KAPADOKYA'DA GEZDİĞİM YERLER
ZELVE
VADİSİ: Burası bölgenin en eski yerleşim yerlerinden birisiymiş. Geç
hristiyanlık döneminden 1950 lere kadar kullanılmış. İçeriye girdikten sonra
yol ikiye ayrılıyor. Kayaların içerisine oyulmuş yaşam alanlarını, mutfakları, yemekhaneleri,
ahırları, kiliseleri görebilmek için hem yürümek hem de tırmanmak gerekiyor. Bazı
bölümler kapatılmış. Vadinin girişten sonra sağ tarafındaki yolda bulunan Türk
köyü 1952 yılına kadar kullanılmış. Daha sonra erozyon tehlikesi nedeniyle
boşaltılmış. Köyün küçük camisi günümüzde de ayakta.
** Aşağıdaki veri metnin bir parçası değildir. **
PR #258, opened 2025-03-17
Remove half-working ARIA code and A11Y warning

rgieseke:
While looking at converting components to Svelte 5 syntax I saw some warnings in the current versions.
 
For the Bruch component, running `svelte-check` reports a missing `aria-valuenow` attribute for the range slider which only has lower and upper value and no actual 'value', so maybe the role 'slider' is not applicable.

```js
/src/_components/Brush.html.svelte:99:2
Warn: Elements with the ARIA role "slider" must have the following attributes defined: "aria-valuenow" (svelte)
	on:touchstart|stopPropagation={reset}
	role="slider"
	aria-valuemin={min}


./src/_components/Brush.html.svelte:111:4
Warn: Elements with the ARIA role "slider" must have the following attributes defined: "aria-valuenow" (svelte)
			style="left: {left}%; right: {right}%"
			role="slider"
			aria-valuemin={min}


./src/_components/Brush.html.svelte:122:4
Warn: Elements with the ARIA role "slider" must have the following attributes defined: "aria-valuenow" (svelte)
			style="left: {left}%"
			role="slider"
			aria-valuemin={min}


./src/_components/Brush.html.svelte:133:4
Warn: Elements with the ARIA role "slider" must have the following attributes defined: "aria-valuenow" (svelte)
			style="right: {right}%"
			role="slider"
			aria-valuemin={min}
```

The current code wasn't actually keyboard accessible, so one could tab to the component but not change the values with the keyboard.

image

I'd suggest to remove the code for now and silence the warning. It's probably better to have no keyboard accessibility than a half-working one.

### DIFF
--- a/src/_components/Brush.html.svelte
+++ b/src/_components/Brush.html.svelte
@@ -91,6 +91,7 @@
 	$: right = 100 * (1 - max);
 </script>
 
+<!-- TODO Add keyboard accessibility. See https://github.com/mhkeller/layercake/pull/258 -->
 <!-- svelte-ignore a11y_no_static_element_interactions -->
 <div
 	bind:this={brush}
--- a/src/_components/Brush.html.svelte
+++ b/src/_components/Brush.html.svelte
@@ -91,16 +91,12 @@
 	$: right = 100 * (1 - max);
 </script>
 
+<!-- svelte-ignore a11y_no_static_element_interactions -->
 <div
 	bind:this={brush}
 	class="brush-outer"
 	on:mousedown|stopPropagation={reset}
 	on:touchstart|stopPropagation={reset}
-	role="slider"
-	aria-valuemin={min}
-	aria-valuemax={max}
-	aria-valuetext="{min} to {max}"
-	tabindex="0"
 >
 	{#if min !== null}
 		<div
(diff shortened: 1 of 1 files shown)


mhkeller:
That makes sense. Let's add a link to this PR so people can understand what's going on in case they want to add better accessibility to it.

src/_components/Brush.html.svelte
```diff
@@ -91,50 +91,31 @@
 	$: right = 100 * (1 - max);
 </script>
```
mhkeller, line 93: Let's add a comment here

rgieseke:
Good point! I've added the following above the `svelte-ignore`

`<!-- TODO Add keyboard accessibility. See https://github.com/mhkeller/layercake/pull/258 -->`

I looked into accessible brush components but didn't find anything right away . I think it's possible to improve this and add keyboard accessibility.

tannerjaime:
I'm surprised that svelte-check wouldn't accept `aria-valuetext` in place of `aria-valuenow`!

FWIW I'm not sure that I mind having the `aria-valuetext` currently, as it does give screen reader users a bit of info as to whats on the page, but agree that it's not usable by keyboard and assistive tech as is right now so I also wouldn't mind removing and rethinking it. I'm not sure that the slider container needs `role="slider"` for example, and if only the handles on the brush had `role="slider"`, the value of `aria-valuenow` for each would be more intuitive. 

It's not a perfect example, but I think [this input range example](https://www.w3.org/WAI/ARIA/apg/patterns/slider-multithumb/examples/slider-multithumb/) could be a good reference when making improvements to the pattern here in the future.

mhkeller:
Thanks everyone! This is a helpful improvement and if there is a way to make this component keyboard accessible in the future that would be great!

Giriş müze kartla
ücretsiz. Otopark için 3 lira ödedik.
|
Zelve vadisinde kiliseler |
|
Zelve köyünün camisi |
|
1952'ye kadar düğünlerinin yapıldığı köyün meydanı |
|
Zelve vadisinde güvercinlikler |
PAŞABAĞ:
Göreme –Avanos yolu üzerinde bulunan peri bacaları hemen dikkatimizi çekti.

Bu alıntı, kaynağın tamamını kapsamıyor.